Nearly half the firm’s properties are in densely populated coastal areas, such as Los Angeles, New York and New Jersey—prime spots to handle global shipments. Even while building more logistics-focused centers, the firm has maintained a healthy 97% occupancy rate. Prologis should also benefit as traditional retailers sell more goods online for pickup and return in stores, says Fidelity’s Buller, whose fund owns shares of Prologis.
Prologis expects to lift FFO at about an 8% annualized rate over the next three years, supporting estimated total returns of about 11% a year. Although the stock has already gained a superb 27% over the past year, including dividends, it should continue to be a winner.
Other ways to invest
Investors who don’t want to buy individual stocks can get exposure to REITs through an exchange-traded fund or mutual fund.
Among ETFs, our top pick is Schwab US REIT (symbol SCHH, $41, 3.7%). The ETF tracks an index of the 102 largest U.S. REITs, including residential, office and retail-property owners. We like the fund’s broad diversity and its rock-bottom expense ratio. The ETF charges just 0.07%, or 70 cents per year for every $1,000 invested.
Going abroad helps give the iShares Global REIT ETF (REET, $25, 4%) a bump in yield over most pure U.S. real estate funds. The ETF holds 65% of its assets in U.S. REITs, with the rest in foreign stocks, such as Hong Kong–based Link Real Estate Investment Trust.

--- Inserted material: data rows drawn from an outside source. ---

PR #2072, opened 2021-12-17
Add sieve protocol support when using STARTTLS

k0lter:
This PR add support for the (manage)sieve protocol while using STARTTLS (if the underlying openssl supports it).

### DIFF
--- a/doc/testssl.1.html
+++ b/doc/testssl.1.html
@@ -1,13 +1,13 @@
 <!DOCTYPE html>
 <html>
 <head>
-  <meta http-equiv="Content-Type" content="text/html; charset=utf-8">
-  <meta name='generator' value='Ronn/v0.7.3 (http://github.com/rtomayko/ronn/tree/0.7.3)'>
+  <meta http-equiv='content-type' content='text/html;charset=utf8'>
+  <meta name='generator' content='Ronn-NG/v0.9.1 (http://github.com/apjanke/ronn-ng/tree/0.9.1)'>
   <title>testssl(1)</title>
   <style type='text/css' media='all'>
   /* style: man */
   body#manpage {margin:0}
-  .mp {padding:0 9ex 1ex 4ex}
+  .mp {max-width:100ex;padding:0 9ex 1ex 4ex}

The drawback: Investors face some foreign-market and currency risks with this fund.
Among mutual funds, Fidelity Real Estate Investment Portfolio (FRESX, 2.6%) has racked up a strong record, beating the 10-year category average for real estate funds and pulling ahead of its peer group in eight of the past 10 years. T. Rowe Price Real Estate (TRREX) has been a solid performer, too, although not as strong in recent years. Both funds charge expense ratios of about 0.75%, below the 1.16% average for real estate stock mutual funds. T. Rowe doesn’t report a standardized 30-day yield (used for the above recommendations), but the fund paid out at a 2.5% annualized rate over the past 12 months, based on its recent share price.